◆ Source material ◆
PR #8347, opened 2016-03-29
msg/async: AF_UNIX socket support

branch-predictor:
This changeset adds AF_UNIX sockets to Async Messenger for improved
performance and reduction of IP network stack load (which include
any firewall rules, if necessary) of communication between daemons
and clients on same host. Since it's quite common to have multiple
OSDs on single host, there's no reason to have them talk through IP
protocol even if Linux kernel is smart enough to not pipe data
through complete network stack in that case.
Improves max throughput of Async messenger.
New config knobs added:

  - ms async use local socket (bool, default = false)
    Enable or disable AF_UNIX sockets usage
  - ms async require local socket (bool, default = false)
    If true, any failure to set up listening local socket is considered
    fatal.
  - ms async sndbuf (integer, default = 0/system default)
    Allows setting the size of send buffer of AF_UNIX socket, on Linux
    3.10.42 it defaults to around 208KB.

### DIFF
--- a/src/common/config_opts.h
+++ b/src/common/config_opts.h
@@ -205,6 +205,10 @@ OPTION(ms_async_set_affinity, OPT_BOOL, true)
 OPTION(ms_async_affinity_cores, OPT_STR, "")
 OPTION(ms_async_send_inline, OPT_BOOL, true)
 
+OPTION(ms_async_use_local_socket, OPT_BOOL, false) // should async msgr use AF_UNIX sockets for communication on localhost?
+OPTION(ms_async_require_local_socket, OPT_BOOL, false) // should local socket bind error be fatal?
+OPTION(ms_async_sndbuf, OPT_INT, 0) // local socket send buffer size
+
 OPTION(inject_early_sigterm, OPT_BOOL, false)
 
 OPTION(mon_data, OPT_STR, "/var/lib/ceph/mon/$cluster-$id")
--- a/src/include/types.h
+++ b/src/include/types.h
@@ -21,6 +21,7 @@
 #include "uuid.h"
 
 #include <netinet/in.h>
+#include <sys/un.h>
 #include <fcntl.h>
 #include <string.h>
 
--- a/src/msg/async/AsyncConnection.cc
+++ b/src/msg/async/AsyncConnection.cc
@@ -32,7 +32,7 @@
 #undef dout_prefix
 #define dout_prefix _conn_prefix(_dout)
 ostream& AsyncConnection::_conn_prefix(std::ostream *_dout) {
-  return *_dout << "-- " << async_msgr->get_myinst().addr << " >> " << peer_addr << " conn(" << this
+  return *_dout << "-- " << async_msgr->get_myinst().addr << " >> " << established_peer_addr << " conn(" << this
                 << " sd=" << sd << " :" << port
                 << " s=" << get_state_name(state)
                 << " pgs=" << peer_global_seq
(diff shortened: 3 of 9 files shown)


branch-predictor:
Some perf numbers (cached reads):

4 parallel IOs:


16 parallel IOs:



128 parallel IOs:


local_512 is an local AF_UNIX socket with buffer size set to 512kb, capped by OS to around 448kb.

src/common/config_opts.h
```diff
@@ -205,6 +205,10 @@ OPTION(ms_async_set_affinity, OPT_BOOL, true)
 OPTION(ms_async_affinity_cores, OPT_STR, "")
 OPTION(ms_async_send_inline, OPT_BOOL, true)
 
+OPTION(ms_async_use_local_socket, OPT_BOOL, false) // should async msgr use AF_UNIX sockets for communication on localhost?
+OPTION(ms_async_require_local_socket, OPT_BOOL, false) // should local socket bind error be fatal?
+OPTION(ms_async_sndbuf, OPT_INT, 0) // local socket send buffer size
```
avnerbh: I would add at the end of the comment:
`// value of 0 indicates system default`

mattbenjamin:
These are not quite the graphs I might have naively expected   Do you have any sense of any possible benefit in small-message latency or maybe system memory utilization?

branch-predictor:
@mattbenjamin It's actually better than I expected. For small reads and writes, my small PoC shown that Unix socket were slower than TCP sockets, but it's not the case here (which may be due to lower latency). Larger reads and writes are improved by less than in my PoC, but then, Async messenger does far more than my PoC and having performance improved by 1G/s instead of ~2,5G/s doesn't sound that bad. I haven't measured memory utilization yet.

liewegas:
I think it's more likely that we'll be combining OSDs into a single process (to share caches, messenger connections, etc).  I don't think this is worth the complexity.

yuyuyu101:
hmm, if federated feature could be impl, it more make sense.... @branch-predictor what do you think?

branch-predictor:
On Thu, Apr 28, 2016 at 06:58:44PM -0700, Sage Weil wrote:
> I think it's more likely that we'll be combining OSDs into a single process (to share caches, messenger connections, etc).  I don't think this is worth the complexity.

It's still less complex than combined OSDs, and can be disabled at any time.
Also, considering Ceph's fail-fast/fail-hard nature, I assume that many users won't
go that (combined OSDs) way.

-- 
Piotr Dałek
branch@predictor.org.pl
http://blog.predictor.org.pl

branch-predictor:
On Thu, Apr 28, 2016 at 07:57:57PM -0700, Haomai Wang wrote:
> hmm, if federated feature could be impl, it more make sense.... @branch-predictor what do you think?

What is "federated feature"? If you mean combined OSDs, then no, since kn
that case we don't need kernel for IPC. 

-- 
Piotr Dałek
branch@predictor.org.pl
http://blog.predictor.org.pl

yuyuyu101:
"If you mean combined OSDs, then no, since kn that case we don't need kernel for IPC."

what's the meaning for later part?

branch-predictor:
On Sat, Apr 30, 2016 at 01:23:01AM -0700, Haomai Wang wrote:
> "If you mean combined OSDs, then no, since kn that case we don't need kernel for IPC."
> 
> what's the meaning for later part?

For OSDs in separate processes, we need kernel for inter-process
communication (IPC), either for loopback or unix sockets. In case of
single process hosting multiple OSDs, shared memory (passing pointers)
is enough, no kernel arbitration is required.

-- 
Piotr Dałek
branch@predictor.org.pl
http://blog.predictor.org.pl

liewegas:
We think this is not worth the complexity to maintain at this time, given how rarely it comes up.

◆ What to produce ◆
Reproduce the whole listing above, word for word.

◆ Task output ◆
PR #8347, opened 2016-03-29
msg/async: AF_UNIX socket support

branch-predictor:
This changeset adds AF_UNIX sockets to Async Messenger for improved
performance and reduction of IP network stack load (which include
any firewall rules, if necessary) of communication between daemons
and clients on same host. Since it's quite common to have multiple
OSDs on single host, there's no reason to have them talk through IP
protocol even if Linux kernel is smart enough to not pipe data
through complete network stack in that case.
Improves max throughput of Async messenger.
New config knobs added:

  - ms async use local socket (bool, default = false)
    Enable or disable AF_UNIX sockets usage
  - ms async require local socket (bool, default = false)
    If true, any failure to set up listening local socket is considered
    fatal.
  - ms async sndbuf (integer, default = 0/system default)
    Allows setting the size of send buffer of AF_UNIX socket, on Linux
    3.10.42 it defaults to around 208KB.

### DIFF
--- a/src/common/config_opts.h
+++ b/src/common/config_opts.h
@@ -205,6 +205,10 @@ OPTION(ms_async_set_affinity, OPT_BOOL, true)
 OPTION(ms_async_affinity_cores, OPT_STR, "")
 OPTION(ms_async_send_inline, OPT_BOOL, true)
 
+OPTION(ms_async_use_local_socket, OPT_BOOL, false) // should async msgr use AF_UNIX sockets for communication on localhost?
+OPTION(ms_async_require_local_socket, OPT_BOOL, false) // should local socket bind error be fatal?
+OPTION(ms_async_sndbuf, OPT_INT, 0) // local socket send buffer size
+
 OPTION(inject_early_sigterm, OPT_BOOL, false)
 
 OPTION(mon_data, OPT_STR, "/var/lib/ceph/mon/$cluster-$id")
--- a/src/include/types.h
+++ b/src/include/types.h
@@ -21,6 +21,7 @@
 #include "uuid.h"
 
 #include <netinet/in.h>
+#include <sys/un.h>
 #include <fcntl.h>
 #include <string.h>
 
--- a/src/msg/async/AsyncConnection.cc
+++ b/src/msg/async/AsyncConnection.cc
@@ -32,7 +32,7 @@
 #undef dout_prefix
 #define dout_prefix _conn_prefix(_dout)
 ostream& AsyncConnection::_conn_prefix(std::ostream *_dout) {
-  return *_dout << "-- " << async_msgr->get_myinst().addr << " >> " << peer_addr << " conn(" << this
+  return *_dout << "-- " << async_msgr->get_myinst().addr << " >> " << established_peer_addr << " conn(" << this
                 << " sd=" << sd << " :" << port
                 << " s=" << get_state_name(state)
                 << " pgs=" << peer_global_seq
(diff shortened: 3 of 9 files shown)


branch-predictor:
Some perf numbers (cached reads):

4 parallel IOs:


16 parallel IOs:



128 parallel IOs:


local_512 is an local AF_UNIX socket with buffer size set to 512kb, capped by OS to around 448kb.

src/common/config_opts.h
```diff
@@ -205,6 +205,10 @@ OPTION(ms_async_set_affinity, OPT_BOOL, true)
 OPTION(ms_async_affinity_cores, OPT_STR, "")
 OPTION(ms_async_send_inline, OPT_BOOL, true)
 
+OPTION(ms_async_use_local_socket, OPT_BOOL, false) // should async msgr use AF_UNIX sockets for communication on localhost?
+OPTION(ms_async_require_local_socket, OPT_BOOL, false) // should local socket bind error be fatal?
+OPTION(ms_async_sndbuf, OPT_INT, 0) // local socket send buffer size
```
avnerbh: I would add at the end of the comment:
`// value of 0 indicates system default`

mattbenjamin:
These are not quite the graphs I might have naively expected   Do you have any sense of any possible benefit in small-message latency or maybe system memory utilization?

branch-predictor:
@mattbenjamin It's actually better than I expected. For small reads and writes, my small PoC shown that Unix socket were slower than TCP sockets, but it's not the case here (which may be due to lower latency). Larger reads and writes are improved by less than in my PoC, but then, Async messenger does far more than my PoC and having performance improved by 1G/s instead of ~2,5G/s doesn't sound that bad. I haven't measured memory utilization yet.

liewegas:
I think it's more likely that we'll be combining OSDs into a single process (to share caches, messenger connections, etc).  I don't think this is worth the complexity.

yuyuyu101:
hmm, if federated feature could be impl, it more make sense.... @branch-predictor what do you think?

branch-predictor:
On Thu, Apr 28, 2016 at 06:58:44PM -0700, Sage Weil wrote:
> I think it's more likely that we'll be combining OSDs into a single process (to share caches, messenger connections, etc).  I don't think this is worth the complexity.

It's still less complex than combined OSDs, and can be disabled at any time.
Also, considering Ceph's fail-fast/fail-hard nature, I assume that many users won't
go that (combined OSDs) way.

-- 
Piotr Dałek
branch@predictor.org.pl
http://blog.predictor.org.pl

branch-predictor:
On Thu, Apr 28, 2016 at 07:57:57PM -0700, Haomai Wang wrote:
> hmm, if federated feature could be impl, it more make sense.... @branch-predictor what do you think?

What is "federated feature"? If you mean combined OSDs, then no, since kn
that case we don't need kernel for IPC. 

-- 
Piotr Dałek
branch@predictor.org.pl
http://blog.predictor.org.pl

yuyuyu101:
"If you mean combined OSDs, then no, since kn that case we don't need kernel for IPC."

what's the meaning for later part?

branch-predictor:
On Sat, Apr 30, 2016 at 01:23:01AM -0700, Haomai Wang wrote:
> "If you mean combined OSDs, then no, since kn that case we don't need kernel for IPC."
> 
> what's the meaning for later part?

For OSDs in separate processes, we need kernel for inter-process
communication (IPC), either for loopback or unix sockets. In case of
single process hosting multiple OSDs, shared memory (passing pointers)
is enough, no kernel arbitration is required.

-- 
Piotr Dałek
branch@predictor.org.pl
http://blog.predictor.org.pl

liewegas:
We think this is not worth the complexity to maintain at this time, given how rarely it comes up.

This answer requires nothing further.